PANEL CHAIR LEONEN: First—maybe to read it in context. The first sentence reads, “Vested private property rights shall be respected.” Do you agree with me? Yes. So, therefore, that is the fundamental bedrock of that particular provision. Vested property rights shall be respected. And, of course, those that will claim that the title issued to another person is not legal can always go to a court of law. But if that person does not succeed and, in a process to be agreed upon by the party, it can be fully shown that some of the titles were not taken in a just manner then, on the basis of the evidence that will be perhaps presented by the parties, then they will decide on that right can be repaired or compensated. In other words, the titles and the vested property rights shall be respected.

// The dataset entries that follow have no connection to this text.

Issue #390, opened 2015-08-07
[OIDC] Redesign or remove nonce cookie support


Tratcher:
The nonce used during the OIDC login can be stored in a cookie or in a server side cache. The cookie support is buggy and needs to be redesigned or removed.

A simple cookie name cannot be used because it will overwrite the existing cookie if a login flow is in progress in another browser tab. To address this a unique cookie name was used per login.

Now the problem is knowing when to clean up stale cookies since we can't tell if another browser tab is still open and will eventually complete it's login flow.

The most often reported problem is in scenarios with configuration issues where the client gets into a redirect loop and creates additional nonce cookies until they get a 400 from the server saying there are too many headers. In this case the surplus of nonce cookies are a just symptom of a configuration problem and no amount of cleanup effort is likely to make the scenario succeed.

RE: https://github.com/aspnet/Security/issues/179

nenadvicentic:
Regarding one of the issues with Nonce cookie:

> IDX10311: RequireNonce is 'true' (default) but validationContext.Nonce is null. A nonce cannot be validated. If you don't need to check the nonce, set OpenIdConnectProtocolValidator.RequireNonce to 'false'.

There is a case where cookie does not get written in the HTTP response at all. And it's easy to reproduce.

In MVC controller's action (ex `/account/login`), I have 2 lines of code:

    
    httpContext.Session.Abandon(); // Cause of the problem!
    
    context.Authentication.Challenge(
    	new AuthenticationProperties(),
    	OpenIdConnectAuthenticationDefaults.AuthenticationType);
    
I first abandon current `Session` and then call `Authentication.Challenge()` to redirect user to authorization server.

As a consequence of **abandoning the session**, ASP.NET pipeline does not output `Set-Cookie: OpenIdConnect.nonce...` in the redirect response, even though it was previously set by `CookieManager`.

Browser never receives the cookie. After user gets redirected back from authorization server to the relying party, cookie is not there and `nonce` validation fails.

If I replace `Session.Abandon()` with `Session.Clear()` everything works fine.

Core of the issue seems to be related with handling of `Response.Headers` in the Microsoft ASP.NET pipeline, which has some known issues.

*IMPORTANT - To reproduce issue delete ASP.NET session cookie before hitting the page! When cookie is present, example works.*

Tratcher:
[...]

Issue #404, opened 2015-08-21
Flow 'state' independently of the OIDC message for validation


Tratcher:
To fully validate an incoming OIDC message we need to make sure the 'state' parameter matches the one we sent. Can this be flown similar to the nonce (which already has issues)?

RE:
#278 
#390

brentschmaltz:
Additionally, http://tools.ietf.org/html/rfc6819#section-5.3.5 specifies that the 'state' should be tied to the user-agent session.

Tratcher:
https://github.com/aspnet/Security/issues/278#issuecomment-132656395

Tratcher:
Design: Use the same flow as the OAuth middleware's correlation ID, plus OIDC's unique cookie name.

PR #432, opened 2015-09-04
Make the nonce cookie expire.

Tratcher:
#390 
@brentschmaltz @PinpointTownes @HaoK

### DIFF
--- a/src/Microsoft.AspNet.Authentication.OpenIdConnect/OpenIdConnectAuthenticationHandler.cs
+++ b/src/Microsoft.AspNet.Authentication.OpenIdConnect/OpenIdConnectAuthenticationHandler.cs
@@ -666,7 +666,8 @@ namespace Microsoft.AspNet.Authentication.OpenIdConnect
                 new CookieOptions
                 {
                     HttpOnly = true,
-                    Secure = Request.IsHttps
+                    Secure = Request.IsHttps,
+                    Expires = DateTime.UtcNow + Options.ProtocolValidator.NonceLifetime
                 });
         }
 
--- a/src/Microsoft.AspNet.Authentication.OpenIdConnect/OpenIdConnectAuthenticationOptions.cs
+++ b/src/Microsoft.AspNet.Authentication.OpenIdConnect/OpenIdConnectAuthenticationOptions.cs
@@ -169,7 +169,11 @@ namespace Microsoft.AspNet.Authentication.OpenIdConnect
         /// is valid per: http://openid.net/specs/openid-connect-core-1_0.html#IDTokenValidation 
         /// </summary>
         /// <exception cref="ArgumentNullException">if 'value' is null.</exception>
-        public OpenIdConnectProtocolValidator ProtocolValidator { get; set; } = new OpenIdConnectProtocolValidator { RequireState = false };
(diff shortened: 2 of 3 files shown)


src/Microsoft.AspNet.Authentication.OpenIdConnect/OpenIdConnectAuthenticationHandler.cs
```diff
@@ -667,7 +667,8 @@ private void WriteNonceCookie(string nonce)
                 new CookieOptions
                 {
                     HttpOnly = true,
-                    Secure = Request.IsHttps
+                    Secure = Request.IsHttps,
+                    Expires = DateTime.UtcNow + Options.ProtocolValidator.NonceLifetime
```
PinpointTownes: Curious (not directly related to this PR): is there a reason why `CookieOptions.Expires` is not a `DateTimeOffset`?

I guess it would be also ideal to use `ISystemClock` here.

PinpointTownes:
Nice, it should help reducing the frequency of these annoying nonce overflows :smile: 

What's the long-term plan for nonce cookies? I'm pretty sure I remember you said once they could be eventually removed.

Tratcher:
Actually, https://github.com/aspnet/Security/issues/404 requires another cookie that can't use the cache, so it's not clear if caching nonces still has much value.

PinpointTownes:
Yup, but using cookies for nonces offers no protection against replay attacks (since you can re-use the same nonce cookie as-is), which defeats the whole purpose of creating a nonce. Using a server-side store is the only way to make sure we can't replay a nonce.

src/Microsoft.AspNet.Authentication.OpenIdConnect/OpenIdConnectAuthenticationHandler.cs
Tratcher: CookieOptions.Expires might just be an oversight. I don't see a reason. File a bug :-)

We could use ISystemClock, but I wouldn't bother for just one test. Interestingly JwtBearerAuthenticationOptions does have an ISystemClock option but does not actually use it.

Tratcher:
Isn't TVP.TokenReplayCache for replay detection?

PinpointTownes:
> Isn't TVP.TokenReplayCache for replay detection?

It is, but since there's no default implementation, it's no-op :smile: 
If you want to rely on this thing, why not removing nonce validation from the OIDC middleware?

Tratcher:
The middleware doesn't do nonce validation, it just flows the data to the underlying validator. Hence my question if we can just remove the cache.

PinpointTownes:
> The middleware doesn't do nonce validation, it just flows the data to the underlying validator. Hence my question if we can just remove the cache.

Well, it's a bit more subtle: of course it doesn't have any "replay" validation logic, but it does apply "authenticity" validation since the nonce handling relies on the data protection block: `ReadNonceCookie` will consider the nonce as missing if it was not generated by the ASP.NET app.

Tratcher:
https://github.com/aspnet/Security/issues/434

Tratcher:
*Ping* @brentschmaltz

Tratcher:
*ping* @HaoK @blowdart

blowdart:
I'm fine with this.

HaoK:
:shipit:

Issue #110, opened 2018-07-11
try/catch new WebSocket to bubble errors


jacogr:
https://github.com/polkadot-js/api/blob/master/packages/api-provider/src/ws/connect.ts#L13

Currently when the construction fails, the UI just has a blank page.

https://github.com/polkadot-js/apps/issues/132

PR #114, opened 2018-07-11
Trap exceptions on WebSocket create

jacogr:
Closes https://github.com/polkadot-js/api/issues/110


jacogr:
Will get https://github.com/polkadot-js/apps/issues/132 into a state where at least the UI is displayed, instead of a blank page. (It does not work around the issue, nothing can really be done atm)

PR #116, opened 2018-07-23
Revert params: null for jsonrpc (fixed  in Node)

jacogr:


jacogr:
Ref https://github.com/paritytech/jsonrpc/pull/293

Issue #111, opened 2018-07-11
Class-ify provider, HTTP & Ws


jacogr:
Convert to ES6 classes in the same fashion as https://github.com/polkadot-js/client/pull/132

https://github.com/polkadot-js/api/blob/master/packages/api-provider/src/http/index.ts
https://github.com/polkadot-js/api/blob/master/packages/api-provider/src/ws/index.ts

Not the only 2 places in the API layer, but a start. (Bonus convert all the closures with self)

PR #119, opened 2018-08-02
WIP: Add example implementation of @polkadot/api. Errors encountered

ltfschoen:
Errors shown after running `yarn; yarn run build`:

api-example/src/index.ts:1:17 - error TS2307: Cannot find module '@polkadot/api'.

1 import Api from '@polkadot/api';
                  ~~~~~~~~~~~~~~~

api-example/src/index.ts:6:18 - error TS2350: Only a void function can be called with the 'new' keyword.

6 const provider = new HttpProvider('http://127.0.0.1:9933');
                   ~~~~~~~~~~~~~~~~~~~~~~~~~~~~~~~~~~~~~~~~~

api-example/src/index.ts:6:18 - error TS7009: 'new' expression, whose target lacks a construct signature, implicitly has an 'any' type.

6 const provider = new HttpProvider('http://127.0.0.1:9933');
                   ~~~~~~~~~~~~~~~~~~~~~~~~~~~~~~~~~~~~~~~~~

api-example/src/index.ts:11:10 - error TS7006: Parameter 'header' implicitly has an 'any' type.

11   .then((header) => console.log(header))
            ~~~~~~

api-example/src/index.ts:12:11 - error TS7006: Parameter 'error' implicitly has an 'any' type.

12   .catch((error) => console.error(error));
             ~~~~~


jacogr:
So going through step by step, the errors gives you exactly what you need to resolve -

- `api-example/src/index.ts:1:17 - error TS2307: Cannot find module '@polkadot/api'.`

It cannot find the api - so the module resolution is wrong. So it needs to be added, in exactly the same way you did api-example here. (It is not there since nothing actually depended on it previously)

- api-example/src/index.ts:6:18 - error TS2350: Only a void function can be called with the 'new' keyword.

Seems the README is completely wrong and not updated between earlier changes. Looking at HttpProvider, it is not a class, so it should just be `const provider = httpProvider('http://127.0.0.1:9933')`. It relates to this https://github.com/polkadot-js/api/issues/111 (It should be a class). So Update, fix README or we need the conversion and all the downstream changes.

- api-example/src/index.ts:11:10 - error TS7006: Parameter 'header' implicitly has an 'any' type.

No type has been defined. (This is TS, it doesn't like unknowns)

- api-example/src/index.ts:12:11 - error TS7006: Parameter 'error' implicitly has an 'any' type.

As previous one.

ltfschoen:
Thanks I'll do #111 before updating this branch

PR #139, opened 2018-08-18
feat: Add support for InputNumber in ui-app.

ltfschoen:
Required for polkadot-js/apps PR #144, specifically commit https://github.com/polkadot-js/apps/pull/221/commits/f2da789f3654a60ba1f8a4d4819c770cb7121c1e

Note: I understand we need to remove poc-1, but have left it in since may be performed all at once in a subsequent commit

### DIFF
--- a/packages/type-extrinsics/src/democracy.ts
+++ b/packages/type-extrinsics/src/democracy.ts
@@ -12,7 +12,7 @@ const propose: CreateItemOptions = {
   description: 'Propose',
   params: [
     param('proposal', 'Proposal'),
-    param('value', 'Balance')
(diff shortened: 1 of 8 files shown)


packages/type-extrinsics/src/democracy.ts
```diff
@@ -12,7 +12,7 @@ const propose: CreateItemOptions = {
   description: 'Propose',
   params: [
     param('proposal', 'Proposal'),
-    param('value', 'Balance')
+    param('value', 'InputNumber')
```
jacogr: No. The Type is `Balance`, the component in the UI may be something else.

PR #153, opened 2018-09-14
Api & RxApi now created via new

jacogr:
basically 

```js
import Api from '@polkadot/api';
import RxApi from '@polkadot/api-rx';

const api = new Api();
const rx = new RxApi();
```


jacogr:
cc @chevdor

PR #157, opened 2018-09-17
Use & build gitbook from @polkadot/dev

jacogr:
- Included gitbook packages & build in the base (so available everywhere) - https://github.com/polkadot-js/dev/pull/140
- The above now also builds gitbook (when book.json is available) and copies the generated HTML to /docs (Where GH pages expects it)
- Exposed docs folder on GH pages via repo settings, once this is merged, it _should_ build, copy and be available

### DIFF
--- a/README.md
+++ b/README.md
@@ -11,7 +11,7 @@
 
 # @polkadot/api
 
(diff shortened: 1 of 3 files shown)


jacogr:
cc @chevdor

Q: So you’ll provide for some kind of a fund if ever there are a lot of lands to be paid, the huge sums and they were taken away?

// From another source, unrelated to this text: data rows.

Issue #161, opened 2018-09-19
Rework codecs & extrinsics for poc-3 compatibility


jacogr:
I cannot put it more succinctly :)

- Remote extrinsics & storage (the latter will still contain some, e.g. `:code`, basically all these https://github.com/paritytech/substrate/pull/764)
- Pull storage, extrinsics and events (this is new) from state_getMeta
- Fixup encoders and do it properly - currently they are all-over, some in primitives, some in params
- Make everything work....
- ... I missed some stuff

cc @amaurymartiny :)

amaurymartiny:
Yeah, I'll work on this.

jacogr:
This _could_ be useful - https://github.com/polkadot-js/api/pull/149

(No need to use anything in anything in there, but it is worth a look - it makes some attempt for saner Json/u8a encoding/decoding. Either way, the work here will replace the above, so it will never be merged as-is, nor make much progress form where it is. Feel free to adapt, copy or completely ignore as a science experiment)

jacogr:
New extrinsics format for poc-3 - https://github.com/paritytech/wiki/blob/master/Extrinsic.md

The basics are the same, version header added, order somewhat changed. More importantly, it is not documented.

amaurymartiny:
Putting here to have a written record of what's been discussed on Riot. It must be done in the following order.

1. Add a static `decode` method on all types, which takes any input of any type, and decodes it correctly to the type's base type (i.e. for `Text`, `decode()` returns a string).
    - The constructor will just be: `super(MyType.decode(value));`
2. Remove `fromJSON` and `fromU8a` from all types, create them only with constructor.
3. Remove `Base` class, let all types extend directly JS types (e.g. Moment extends Date, Text extends String...)
4. Replace `Base` with a Codec interface, which all types need to implement, which basically is
```javascript
interface Codec {
  static decode(input: any): any;
  encodedLength: number;
  toHex(): string;
  toJSON(): any;
  toU8a(): Uint8Array;
}
```

jacogr:
Add toString() - this is quite useful in display (UI only uses this - although I suppose it doesn't need to be on the interface since it is part of base "Object")

amaurymartiny:
@ltfschoen It's not a one branch effort, Jaco and I have been creating small PRs all the way to slowly refactor all stuff, see all the linked PRs above.

All PRs that are related to this refactoring have a "Related #161" message.

jacogr:
Closing. Feature-complete.

PR #162, opened 2018-09-23
Decode runtime metadata

jacogr:
Fails on CI since e2e is active. Currently being tested with e2e -

`yarn test packages/api-provider/test/e2e.basics.test.js`

While it decodes fully, there are a couple of issues with the implementation as it stands from a usability perspective.

- ...


packages/api-format/src/codec/U16.ts
```diff
@@ -0,0 +1,13 @@
+// Copyright 2017-2018 @polkadot/api-format authors & contributors
+// This software may be modified and distributed under the terms
+// of the ISC license. See the LICENSE file for details.
+
+import BN from 'bn.js';
+
+import BaseNumber from './base/Number';
+
+export default class U16 extends BaseNumber {
```
jacogr: Only have u16 implemented here since it is all we need for this specific one. (u8, u32, u64, u128 is basically exactly the same as this one, just with the bitlength updated)

packages/api-format/src/codec/base/Array.ts
```diff
@@ -0,0 +1,100 @@
...
+      const raw = new this._Type().fromU8a(input.subarray(offset));
+
+      this.raw.push(raw as T);
+      offset += raw.byteLength();
+    }
+
+    return this;
+  }
+
+  map <O> (fn: (entry: T, index?: number) => O): Array<O> {
```
jacogr: We implement the base Array functions, length, map, filter, reduce, forEach so this class can be used like an array. So our own Array-like. (Probably need some more, so it can be used an an iterator)

packages/api-format/src/codec/base/ArrayCompact.ts
```diff
@@ -0,0 +1,14 @@
...
+// of the ISC license. See the LICENSE file for details.
+
+import { Base } from '../types';
+
+import LengthCompact from './LengthCompact';
+import BaseArray from './Array';
+
+export default class CodecArrayCompact <T extends Base<any>> extends BaseArray<T> {
+  constructor (Type: { new(): T }, value: Array<T> = [] as Array<T>) {
+    super(Type, value, LengthCompact);
```
jacogr: As per StringCompact comment, this will become the default.

packages/api-format/src/codec/base/Enum.ts
```diff
@@ -0,0 +1,48 @@
+// Copyright 2017-2018 @polkadot/api-format authors & contributors
+// This software may be modified and distributed under the terms
+// of the ISC license. See the LICENSE file for details.
+
+import { Base } from '../types';
+
+export default class CodecEnum implements Base<number> {
```
jacogr: This takes a byte and maps it to a number. We actually really should do a TS-like enum impl for these. Not sure how that looks though. Probably pass enum as type and then do some magic?

packages/api-format/src/codec/base/EnumType.ts
```diff
@@ -0,0 +1,47 @@
+// Copyright 2017-2018 @polkadot/api-format authors & contributors
+// This software may be modified and distributed under the terms
+// of the ISC license. See the LICENSE file for details.
+
+import { Base } from '../types';
+
+export default class CodecEnumType implements Base<Base<any>> {
```
jacogr: This is something that based on an enum, it decodes to a different type. The same comments on the enum applies, but it really should probably actually include enum instead of re-doing the logic. (composition?)

packages/api-format/src/codec/base/LengthCompact.spec.js
```diff
@@ -0,0 +1,23 @@
+// Copyright 2017-2018 @polkadot/api-format authors & contributors
+// This software may be modified and distributed under the terms
+// of the ISC license. See the LICENSE file for details.
+
+import LengthCompact from './LengthCompact';
+
+describe('Compact', () => {
```
jacogr: TODO. Port the Rust tests...

packages/api-format/src/codec/base/Option.ts
```diff
@@ -0,0 +1,63 @@
+// Copyright 2017-2018 @polkadot/api-format authors & contributors
+// This software may be modified and distributed under the terms
+// of the ISC license. See the LICENSE file for details.
+
+import { Base } from '../types';
+
+export default class CodecOption implements Base<Base<any> | null> {
```
jacogr: Based on the length of the first byte, it determines if something follows or not. If 0, nothing follows, if 1, we have actual data f a specific type.

packages/api-format/src/output.ts
```diff
@@ -15,6 +15,28 @@ import isNull from '@polkadot/util/is/null';
...
+
+// NOTE Here we are trying to do things a bit differently, i.e. more in line with where we think things
+// could go with the primitive classes. (Good testbed anyway for the decoding, although maybe a bit messy
+// with duplication). Overall, bit hackly since it shoehorns in a potential new implementation into an
+// original way of doing things
+
+const metaDecode = (input: Array<number>) => {
+  const metadata = new Metadata();
+
+  try {
```
jacogr: try/catch block here for coding debugging. To be removed.

packages/api-provider/test/e2e.basics.test.js
```diff
@@ -0,0 +1,62 @@
...
+        console.error('extrinsics', extrinsics);
+      })
+      .catch((error) => {
+        console.error(error);
+
+        throw error;
+      });
+  });
+
+  it('retrieves the wasm metadata', () => {
```
jacogr: This is where we test :)

packages/api-format/src/codec/base/Length.ts
```diff
@@ -0,0 +1,48 @@
...
+
+export default class CodecLength implements Base<BN> {
+  raw: BN;
+
+  constructor (value: BN | number = new BN(0)) {
+    this.raw = bnToBn(value);
+  }
+
+  byteLength (): number {
+    return 4;
```
jacogr: u32 LE, always 4 bytes.

packages/api-format/src/codec/base/Number.ts
```diff
@@ -0,0 +1,63 @@
...
+
+  toU8a (): Uint8Array {
+    return bnToU8a(this.raw, this.bitLength, true);
+  }
+
+  toString (): string {
+    return bnToHex(this.raw, this.bitLength);
+  }
+
+  toBn (): BN {
```
jacogr: We need some functions get the get values out, toBn and toNumber does that. (We don't really want to encourage access to raw directly, it should be moved to _raw and made at the very least protected)

packages/api-format/src/codec/base/Array.ts
```diff
@@ -0,0 +1,111 @@
...
+
+  constructor (Type: { new(value?: any): T }, value: Array<any> = [] as Array<any>) {
+    this._length = new Length(value.length);
+    this._Type = Type;
+    this.raw = value.map((entry) =>
+      new this._Type(entry)
+    );
+  }
+
+  static with <O extends Base<any>> (Type: { new(value?: any): O }): { new(value?: any): CodecArray<O> } {
```
jacogr: Shortcut function so we can have less noise when actually constructing these inline

packages/api-format/src/codec/String.ts
```diff
@@ -0,0 +1,58 @@
...
+  private _length: Length;
+
+  raw: string;
+
+  constructor (value: string = '') {
+    this._length = new Length(value.length);
+    this.raw = value;
+  }
+
+  byteLength (): number {
```
jacogr: As with Arrays, we don't have length, in any of the classes. (Well, we do have in String and Array). `byteLength` has the total length including the length of the prefixes, where length is just the number of elements. (So in coding use byteLength, when working with data, just a straight length is fine)

packages/api-format/src/codec/Metadata.ts
```diff
@@ -0,0 +1,290 @@
...
+import CodecStruct from './base/Struct';
+import String from './String';
+import U16 from './U16';
+
+class EventMetadata extends CodecStruct<{
+  name: String,
+  arguments: CodecArray<String>,
+  documentation: CodecArray<String>
+}> {
+  constructor () {
```
jacogr: I really tried to not have to pass through the type and a structure that defines the classes (that will be used upon construction). I failed at my first attempt. So there is room for improvement, since what gets passed in the constructor is the same (more-or-less) as the generic type.

packages/api-format/src/codec/Metadata.ts
```diff
@@ -0,0 +1,291 @@
...
+
+// Decodes the runtime metadata as passed through from the `state_getMetadata` call.
+export default class RuntimeMetadata extends CodecStruct<{
+  outerEvent: OuterEventMetadata,
+  modules: CodecArray<RuntimeModuleMetadata>
+}> {
+  constructor (value?: any) {
+    super({
+      outerEvent: OuterEventMetadata,
+      modules: CodecArray.with(RuntimeModuleMetadata)
```
jacogr: CodecArray.with are helper functions that just makes it simpler to define an array (and friends) in-place without having to do yet another class definition for a nested type.

packages/api-format/src/codec/sample.json
```diff
@@ -0,0 +1,2199 @@
...
+            "documentation": [
+              " The public proposals. Unsorted."
+            ]
+          },
+          {
+            "name": "DepositOf",
+            "modifier": 0,
+            "type": {
+              "key": "PropIndex",
+              "value": "(T::Balance, Vec<T::AccountId>)"
```
jacogr: This effective translates to -

```
{
  balance: Balance,
  vecAvvountId: Array<AccountId>
}
```

or rather as a CodecStruct -

```
extends class CodecStruct<{
  balance: Balance,
  vecAccountId: CodecArray<AccountId>
}> {
  constructor (value?: any) {
    super({
      balance: Balance,
      vecAccountId: CodecArray.with(AccountId)
    });
  }
}
```

And sadly, looking at the above it is pretty straight forward to generate, however... since we stll have the issue earlier with the getters not being automagically defined, it is a bit of an issue. Definition is one thing, but we really don't want people to go `instance.raw.balance.toNumber()` when they can do `instance.balance.toNumber()` - if no other way, maybe trim `raw` to something like `v`, i.e. shorter.

Dunno, just thinking through.

packages/api-format/src/codec/sample.json
```diff
@@ -0,0 +1,2199 @@
...
+            },
+            "documentation": [
+              " Those who have locked a deposit."
+            ]
+          },
+          {
+            "name": "LaunchPeriod",
+            "modifier": 2,
+            "type": "T::BlockNumber",
```
jacogr: These `T::Type` stuff is driving me a bit batty. The Rust basically bleeds through. I'm in favour of stripping any `T::` stuff and just not having it at all. (Especially with events not having them and even having things duplicated as `T::`. And then even in the modules, there are some without `T`, and really `T::AccountId` === `AccountId` for the API purposes)

packages/api-format/src/codec/sample.json
```diff
@@ -0,0 +1,2199 @@
...
+              " Get the voters for the current proposal."
+            ]
+          },
+          {
+            "name": "VoteOf",
+            "modifier": 0,
+            "type": {
+              "key": "(ReferendumIndex, T::AccountId)",
+              "value": "bool"
+            },
```
jacogr: Where these `type: { key: ..., value: ... }` are found, it is actually a `Map`. so key becomes the param that is passed, and value is the result type, i.e. type.

jacogr: Oooh, and I picked an interesting one - the map key is actually a struct as well (it is ok, when we call it gets encoded, so ends up just being a u8a)

packages/api-format/src/codec/Metadata.ts
jacogr: Somewhere there must be a solution between key and lookup types, to not pass the type in, but just the struct in the constructor - https://github.com/Microsoft/TypeScript/wiki/What's-new-in-TypeScript#keyof-and-lookup-types

packages/api-codec/src/base/Array.ts
```diff
@@ -0,0 +1,117 @@
...
+
+import CodecBase from './Base';
+import Length from './LengthCompact';
+
+// This manages codec arrays. Intrernally it keeps track of the length (as decoded) and allows
+// construction with the passed `Type` in the constructor. It aims to be an array-like structure,
+// i.e. while it wraps an array, it provides a `length` property to get the actual length, `at(index)`
+// to retrieve a specific item. Additionally the helper functions `map`, `filter`, `forEach` and
+// `reduce` is exposed on the interface.
+export default class CodecArray <
```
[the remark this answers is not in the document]
jacogr: I would love that. No idea how to implement it though. (It would make it much easier since we won't need to do the map, filter, reduce, etc.

packages/api-codec/src/base/Array.ts
```diff
@@ -0,0 +1,117 @@
...
+
+  filter (fn: (entry: T, index?: number) => any): Array<T> {
+    return this.raw.filter(fn);
+  }
+
+  forEach (fn: (entry: T, index?: number) => any): any {
+    return this.raw.forEach(fn);
+  }
+
+  fromJSON (input: any): CodecArray<T> {
```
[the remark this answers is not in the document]
jacogr: Agreed actually. However the reason I went down this route is twofold -

1. For the stuff where we need to know the actual type, it is probably easier constructing with the class and then where we from it can be used.

2. ... erm, I started with it that way around. However TS basically doesn't allow statics in interfaces (where I started) and it became one big hack to try and work around this.

Not 100% crazy about the above, happy to see it changed.

jacogr:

PANEL CHAIR LEONEN: Yes, if ever. Yes.
Q: And then, last, how could you differentiate the much-maligned MOA-AD [Memorandum of Agreement on the Muslim Ancestral Domain] from the framework agreement?
PANEL CHAIR LEONEN: You know, the MOA-AD is part of the entire process but was declared as null and void by the Constitution. So what we are dealing with is the final political settlement and the framework agreement is the roadmap towards the final political settlement. The MOA-AD dealt with ancestral domain or natural resource rights. But, insofar as this agreement is concerned, it deals with the final political settlement.
First and foremost, first distinction, there is no mention of ancestral domain in any of the four corners of the document. And you will agree with me that that already makes this very different. Second, with respect to territory, there is no… In the MOA-AD with respect to the core area, it can be read as if the government committed to deliver already without a plebiscite. In this agreement, it is very clear that the democratic mandate is necessary. The legal or the constitutional requirement of an organic act is also agreed upon also by the Moro Islamic Liberation Front that there be plebiscite in the area. Third, the government is more specifically defined. It is now a ministerial or would be or could be a ministerial form of government. Fourth, the process is important. What do we mean by “the process?” That there will be a Transition Commission that will craft a deal that will be submitted to Congress. Hopefully, it will be called or it should be called the Bangsamoro basic law and then Congress passes it, deliberates over it, passes it. And Congress is composed of elected representatives in various districts, the senators are elected nationwide; and, therefore, they have the representative mandate. And then, after that, again it will be submitted for ratification.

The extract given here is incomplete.